From Passing the Policy to Parent Participation

(Guest post by Greg Forster)

OCPA carries my article on how it isn’t enough to pass a school choice policy; it’s imperative to help parents and schools get enrolled in the program quickly:

It’s essential to take this problem seriously. Getting participation rates up quickly is essential to the political survival of school choice programs. These programs strike right at the heart of a coalition of special interests that profit by exploiting the education monopoly. These interests will do whatever it takes to kill newly created programs.

Fortunately, the movement has a lot of experience with this and has a knowledge base to draw upon. And it will be needed:

The most difficult problem is that the families that need these programs most have the greatest difficulty accessing them. In general, the further up you go on the socioeconomic scale, the more plugged in to information systems people are (so they hear about the program) and the more time and ability they have for navigating bureaucracy (so they can use the program). The further down you go, the harder it is both to spread the word and to get people signed up.

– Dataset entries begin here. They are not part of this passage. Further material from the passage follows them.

PR #4555, opened 2026-07-27
fix(memory): serialize graph mutations to prevent concurrent write race

### LINKED ISSUE #1819: Memory server race condition causes corrupted JSON
**Describe the bug**
calling tool multiple times can cause the json file to become corrupted due to writing malformed data

**To Reproduce**
trigger multiple calls to Memory from a single LLM response (e.g. create entity, delete observation, add observation, and create relation)

**Expected behavior**
It should not be possible for the tool to write corrupted data to fle.

_Ideally_, it would correctly handle concurrent writes to ensure atomic operations

_minimally_, it would validate any data before being written, to ensure that malformed data is not saved and it fails gracefully.

**Additional context**
Currently This has to be resolved manually every time, once the file is corrupted it is not possible for the tool to recover/fix by itself, every operation fails

Nandini-Inuguru:
## Problem

Every mutation method in `KnowledgeGraphManager` (`createEntities`,
`createRelations`, `addObservations`, `deleteEntities`,
`deleteObservations`, `deleteRelations`) independently does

Let me know what you think!

2 Responses to From Passing the Policy to Parent Participation

  1. Michael F. Shaughnessy's avatar Michael F. Shaughnessy says:

    Yes, communication, networking is imperative and your upper socio-economic groups excel at this while others are in survival mode.

  2. Malcolm Kirkpatrick's avatar Malcolm Kirkpatrick says:

    Parent Performance Contracting (PPC: search “The Harriet Tubman Agenda, The Proposal”) addresses this issue. Everybody understands employment.